New data shows carbon dioxide (CO2) levels in the atmosphere grew more in past 12 months than at any time in the past 56 years.
Measurements at the Mauna Loa Observatory in Hawaii went up by more than three parts per million (ppm) in 2015.
They argue that the data increases the pressure on global leaders to sign and ratify the Paris Climate Agreement.
Mauna Loa is the world’s oldest continuous atmospheric measurement station, with records dating back to the later 1950s.
Plants and trees tend to absorb more CO2 during the spring and lose it as autumn approaches and leaves die off.
For the past decade the average increase in carbon dioxide at the station has been 2ppm.
The global climate phenomenon, El Niño, is believed to have played a role in the rise.
BBC Radio reports scientists at the World Meteorological Organisation (WMO) said that the previous biggest increase was in 1998, also an El Niño year.
“The impact of El Niño on CO2 concentrations is a natural and relatively short-lived phenomenon,” said Professor Petteri Taalas from the WMO.
“But the main long-term driver is greenhouse gas emissions from human activities. We have the power and responsibility to cut these,” he added.

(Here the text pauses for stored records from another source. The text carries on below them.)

PR #952, opened 2024-05-28
[MODORDER-1087]-Delete received pieces in bulk

yuntianhu:
Description

Purpose: Libraries that use the Receiving app for receipt of print serials may wish to delete pieces that precede a specific date. Currently, FOLIO supports the deletion of pieces, but one at a time. When a library wishes to purge receiving records for multiple years on an ongoing workflow, the ability to delete pieces in bulk will streamline this workflow. 

Weeding old journal issues; receiving records no longer necessary since items have been withdrawn

User story statement(s):

As a serials librarian,
I want to delete multiple pieces at one time
so that the continuous addition of pieces does not eventually impact performance of the Receiving app.

Scenarios:

Bulk edit received/expected pieces:

Given user has received multiple piece records for a given receiving title

When expanding received/expected pieces accordion

Then user has option in action menu for Bulk edit

Select one or more pieces:

Given user clicks Bulk edit

When toggles appear in table

Then user can select one or more pieces

Edit pieces:

Given user has selected one or more pieces

When user clicks edit piece button

Then Bulk edit piece form is displayed

Delete all pieces

Given user clicks edit piece button

When Bulk edit piece form is displayed

Then "Delete all" button is active

Delete all pieces confirmation

Given user is viewing Bulk edit piece form

When user clicks "Delete all"

Then confirmation modal is shown

Message: "This will permanently remove all the pieces you have selected. Any related items with a status of "On order" will also be deleted. Would you like to proceed?

AND user can confirm or cancel

Library enhancement suggested by Lafayette College (May 2022 adopter)

Environment

None


src/main/java/org/folio/service/pieces/flows/delete/PieceDeleteFlowManager.java
```diff
@@ -79,4 +85,26 @@ protected Future<Void> updatePoLine(PieceDeletionHolder holder, RequestContext r
       : pieceDeleteFlowPoLineService.updatePoLine(holder, requestContext);
   }
 
+  public Future<List<Void>> batchDeletePiece (PieceCollection entity, RequestContext requestContext) {
```
SerhiiNosko, line 88: here is some formatting issue, also we need to accept list of ids to delete instead of full PieceCollection object
```suggestion
  public Future<List<Void>> batchDeletePieces(List<String> pieceIds, RequestContext requestContext) {
```

src/main/java/org/folio/service/pieces/flows/delete/PieceDeleteFlowManager.java
```diff
@@ -79,4 +85,26 @@ protected Future<Void> updatePoLine(PieceDeletionHolder holder, RequestContext r
...
+    List <String> ids = new ArrayList<>();
```
SerhiiNosko, line 89: we should keep an existing logic that Delete by Id endpoint uses with many existing checks.
In the simplest way you can invoke this method in cycle:
Future<Void> deletePiece(String pieceId, boolean deleteHolding, RequestContext requestContext) 
It is not optimezed solution of course, but can be as starting point

src/main/java/org/folio/service/pieces/flows/delete/PieceDeleteFlowManager.java
```diff
@@ -79,4 +85,26 @@ protected Future<Void> updatePoLine(PieceDeletionHolder holder, RequestContext r
...
+    entity.getPieces().stream().forEach(v -> ids.add(v.getId()));
+    List<Future<PieceDeletionHolder>> deletionHolders = ids.stream()
+      .map(pieceId -> {
+        PieceDeletionHolder holder = new PieceDeletionHolder().withDeleteHolding(true);
```
SerhiiNosko, line 93: we could not hardcode deleteHolding to true, it should be fetched from request param as doing in Delete By Id endpoint

src/main/java/org/folio/service/pieces/flows/delete/PieceDeleteFlowManager.java
yuntianhu: Sure, thank you for pointing it out, will do! :)

src/main/java/org/folio/service/pieces/flows/delete/PieceDeleteFlowManager.java
yuntianhu: thank you for pointing it out, I will correct.

src/test/java/org/folio/service/pieces/flows/delete/PieceDeleteFlowManagerTest.java
```diff
@@ -368,6 +370,67 @@ void shouldUpdateLineQuantityIfPoLineIsNotPackageAndManualPieceCreateFalseAndInv
...
+      return succeededFuture(null);
+    }).when(basePieceFlowHolderBuilder).updateHolderWithOrderInformation(PieceDeletionHolderCapture.capture(), eq(requestContext));
+    doAnswer((Answer<Future<Void>>) invocation -> {
+      PieceDeletionHolder answerHolder = invocation.getArgument(0);
+      answerHolder.withTitleInformation(title);
+      return succeededFuture(null);
+    }).when(basePieceFlowHolderBuilder).updateHolderWithTitleInformation(PieceDeletionHolderCapture.capture(), eq(requestContext));
+
+    final ArgumentCaptor<PieceDeletionHolder> pieceDeletionHolderCapture = ArgumentCaptor.forClass(PieceDeletionHolder.class);
+    doReturn(succeededFuture(null)).when(pieceDeleteFlowPoLineService).updatePoLine(pieceDeletionHolderCapture.capture(), eq(requestContext));
```
azizbekxm, line 426: also separate declaration doReturn and action and verification part to be easy to read

src/test/java/org/folio/rest/impl/PieceApiTest.java
```diff
@@ -356,4 +362,95 @@ void deletePieceInternalErrorOnStorageTest() {
...
+    JsonArray jsonArrary = new JsonArray(ids);
+    JsonObject jsonObject = new JsonObject()
+      .put("ids", jsonArrary);
+    //  .put("deleteHolding", deleteHoldings);
+
+    List <Piece> pieces = new ArrayList<>();
+
+
+    // Mock response setup for deletion
+    //MockServer.addMockEntry(PIECES_STORAGE, JsonObject.mapFrom(jsonObject).encode()); // Simplified mock data
```
azizbekxm, line 382: also remove commentds, if it is not helpful

ramls/pieces.raml
```diff
@@ -47,6 +60,42 @@ resourceTypes:
...
+        application/json:
+          type: string
+          example: |
+            {
+              "ids": ["123", "456", "789"],
+              "deleteHoldings": false
+            }
+      responses:
+        204:
+          description: "Pieces records successfully deleted"
```
azizbekxm, line 76: `Piece records` or `Pieces ` more correct

azizbekxm: Also refactor Sentences in other places to be gramatically correct

src/test/java/org/folio/rest/impl/PieceApiTest.java
yuntianhu: thank you for pointing it out ! will do

ramls/pieces.raml
yuntianhu: thank you, sure will.

PR #959, opened 2024-06-06
Modify bind pieces endpoint to accept holdingId and locationId

Saba-Zedginidze-EPAM:
## Purpose
Modify bind pieces endpoint to accept holdingId and locationId

## Approach
* Add holdingId and locationId to bindPiecesCollection.json
* Remove existing holdings validation
* Add validation to include only one field in bindItem: holdingId or locationId
* Create holding if holdingId is not present

### DIFF
--- a/src/test/java/org/folio/rest/impl/CheckinReceivingApiTest.java
+++ b/src/test/java/org/folio/rest/impl/CheckinReceivingApiTest.java
@@ -1035,7 +1035,6 @@ public class CheckinReceivingApiTest {
   void testBindPiecesWithDifferentHoldingIdAndThrowError() {
     logger.info("=== Test POST Bind with different holdingId to Title With and throw error");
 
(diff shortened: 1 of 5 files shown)


SerhiiNosko (approved):

src/test/java/org/folio/rest/impl/CheckinReceivingApiTest.java
```diff
@@ -1031,45 +1031,6 @@ void testBindPiecesToTitleWithItem() {
 
   }
 
-  @Test
-  void testBindPiecesWithDifferentHoldingIdAndThrowError() {
```
azizbekxm, line 1035: We can change this test to the case when location and holding exists or not exists

Saba-Zedginidze-EPAM: Replaced test with holding creation scenario

azizbekxm (approved):

PR #963, opened 2024-06-14
[MODORDERS-1130] ECS | Order can not be opened if contains three locations from different tenants

SerhiiNosko:
## Purpose
https://folio-org.atlassian.net/browse/MODORDERS-1130

mod-consortia has endpoint that we can use to know in each tenant instanse was shared that should be used

### DIFF
--- a/src/main/java/org/folio/service/consortium/SharingInstanceService.java
+++ b/src/main/java/org/folio/service/consortium/SharingInstanceService.java
@@ -6,6 +6,7 @@ import org.apache.logging.log4j.LogManager;
 import org.apache.logging.log4j.Logger;
 import org.folio.models.consortium.ConsortiumConfiguration;
 import org.folio.models.consortium.SharingInstance;
+import org.folio.models.consortium.SharingInstanceCollection;
 import org.folio.models.consortium.SharingStatus;
 import org.folio.rest.core.RestClient;
 import org.folio.rest.core.exceptions.ConsortiumException;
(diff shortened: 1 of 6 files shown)


src/main/java/org/folio/service/consortium/SharingInstanceService.java
```diff
@@ -67,4 +71,23 @@ private Future<SharingInstance> shareInstance(String consortiumId, SharingInstan
...
+   *
+   * @param instanceId  the instance id
+   * @param consortiumConfiguration the consortium configuration
+   * @param requestContext the request context
+   * @return list with shared instances
+   */
+  public Future<SharingInstanceCollection> getSharingInstances(String instanceId,
+                                                               ConsortiumConfiguration consortiumConfiguration,
+                                                               RequestContext requestContext) {
+    RequestEntry requestEntry = new RequestEntry(SHARE_INSTANCE_ENDPOINT)
```
imerabishvili, line 85: **Question**
How is this implemented? Does it iterates over all tenants and tries to obtain instance with given id?

SerhiiNosko: We have table in mod-consortia central tenant sharing_instance that knows all about tenants where shared instance exist, so we use it here.
Here is detailed design diagram: https://folio-org.atlassian.net/wiki/spaces/DD/pages/1781565/Sharing+Instances+With+Consortium+Members

imerabishvili (approved):

azizbekxm (approved):

PR #971, opened 2024-06-20
MODORDERS-1120. Fix into populating searchLocationIds

SerhiiNosko:
## Purpose
Fix issue to not create new Po Line object for https://folio-org.atlassian.net/browse/MODORDERS-1120

### DIFF
--- a/src/main/java/org/folio/service/orders/PurchaseOrderLineService.java
+++ b/src/main/java/org/folio/service/orders/PurchaseOrderLineService.java
@@ -499,18 +499,19 @@ public class PurchaseOrderLineService {
       });
   }
 
-  public Future<Void> updateSearchLocations(CompositePoLine poLine, RequestContext requestContext) {
-    return updateSearchLocations(HelperUtils.convertToPoLine(poLine), requestContext);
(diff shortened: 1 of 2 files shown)


src/main/java/org/folio/service/orders/PurchaseOrderLineService.java
```diff
@@ -499,18 +499,19 @@ public Future<Void> validateAndNormalizeISBNCommon(List<CompositePoLine> composi
       });
   }
 
-  public Future<Void> updateSearchLocations(CompositePoLine poLine, RequestContext requestContext) {
-    return updateSearchLocations(HelperUtils.convertToPoLine(poLine), requestContext);
```
SerhiiNosko, line 503: root cause of not populating searchLoctionIds was creating new object by HelperUtils.convertToPoLine(poLine), so searchLocationIds are set to this new object instead of original poLine

BKadirkhodjaev (approved):

imerabishvili (approved):

Saba-Zedginidze-EPAM (approved):

PR #1017, opened 2024-09-12
[MODORDERS-1174] Filter pieces based on user affiliations

Saba-Zedginidze-EPAM:
## Purpose

## Approach
- Fetch user tenants in case of ECS mode
- Filter pieces with user tenants if needed
- Update tests

#### Orders Karate Tests
image

### DIFF
--- a/src/main/java/org/folio/helper/BindHelper.java
+++ b/src/main/java/org/folio/helper/BindHelper.java
@@ -93,7 +93,7 @@ public class BindHelper extends CheckinReceivePiecesHelper<BindPiecesCollection>
 
   private Future<Void> clearTitleBindItemsIfNeeded(String titleId, String bindItemId, RequestContext requestContext) {
     String query = String.format("titleId==%s and bindItemId==%s and isBound==true", titleId, bindItemId);
-    return pieceStorageService.getAllPieces(query, requestContext)
+    return pieceStorageService.getAllPieces(0, 0, query, requestContext)
       .compose(pieceCollection -> {
         var totalRecords = pieceCollection.getTotalRecords();
         if (totalRecords != 0) {
--- a/src/main/java/org/folio/helper/BindHelper.java
+++ b/src/main/java/org/folio/helper/BindHelper.java
@@ -93,7 +93,7 @@ public class BindHelper extends CheckinReceivePiecesHelper<BindPiecesCollection>
 
   private Future<Void> clearTitleBindItemsIfNeeded(String titleId, String bindItemId, RequestContext requestContext) {
     String query = String.format("titleId==%s and bindItemId==%s and isBound==true", titleId, bindItemId);
-    return pieceStorageService.getPieces(0, 0, query, requestContext)
+    return pieceStorageService.getAllPieces(query, requestContext)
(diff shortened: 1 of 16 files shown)


src/main/java/org/folio/service/pieces/PieceStorageService.java
```diff
@@ -110,10 +119,26 @@ public Future<List<Piece>> getPiecesByHoldingId(String holdingId, RequestContext
...
 
   public Future<PieceCollection> getPieces(int limit, int offset, String query, RequestContext requestContext) {
-    RequestEntry requestEntry = new RequestEntry(PIECE_STORAGE_ENDPOINT).withQuery(query)
-      .withOffset(offset)
-      .withLimit(limit);
-    return restClient.get(requestEntry, PieceCollection.class, requestContext);
+    var requestEntry = new RequestEntry(PIECE_STORAGE_ENDPOINT).withQuery(query).withOffset(offset).withLimit(limit);
+    return restClient.get(requestEntry, PieceCollection.class, requestContext)
+      .compose(piecesCollection -> filterPiecesByUserTenantsIfNecessary(piecesCollection.getPieces(), requestContext))
+      .map(pieces -> new PieceCollection().withPieces(pieces).withTotalRecords(pieces.size()));
```
SerhiiNosko, line 125: should be piecesCollection.getTotal() instead of pieces.size(). It breaks pagination but at least for non ECS envs pagination will work

Saba-Zedginidze-EPAM: Good point. Pagination can be still kept valid in case we implement a mechanism to retry GET requests until we get desired number of pieces with correct offset parameters. Could be some work, or should we keep this as is?

SerhiiNosko: Probably let leave as is to make solution simple, we do not have pagination for pieces for now, and in case it would be some integration in ECS mode to retrieve pieces - they just need to have an affiliation in each tenant to bypass this, because there is no other clear way here.
Just need to change pieces.size() to total

src/main/java/org/folio/helper/BindHelper.java
```diff
@@ -93,7 +93,7 @@ private Future<Void> removeForbiddenEntities(Piece piece, RequestContext request
 
   private Future<Void> clearTitleBindItemsIfNeeded(String titleId, String bindItemId, RequestContext requestContext) {
     String query = String.format("titleId==%s and bindItemId==%s and isBound==true", titleId, bindItemId);
-    return pieceStorageService.getPieces(0, 0, query, requestContext)
+    return pieceStorageService.getAllPieces(query, requestContext)
```
SerhiiNosko, line 96: we just need this call to get totalRecords, but we do not need pieces, so in order to not load DB can use
getPieces(0, 0, query, requestContext)

Saba-Zedginidze-EPAM: Good catch, fixed

SerhiiNosko (approved):

azizbekxm (approved):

Prior to 1800, said the US National Oceanic And Atmospheric Administration (NOAA), atmospheric levels were 280ppm.
“It’s explosive compared to natural processes.”
The scientists said the latest figures should encourage global leaders to make progress on the Paris Climate Agreement.
The UN is hoping that prime ministers and presidents will turn up in large numbers at a signing ceremony in New York in April, and that the treaty will become operational this year.
“This should serve as a wake-up call to governments about the need to sign the Paris Climate Agreement and to take urgent action to make the cuts in CO2 emissions necessary to keep global temperature rises to well below 2.0°C,” said the WMO’s Professor Taalas.
Scientists will be closely monitoring atmospheric levels this year to see if there is any decrease as El Niño fades over the next few months.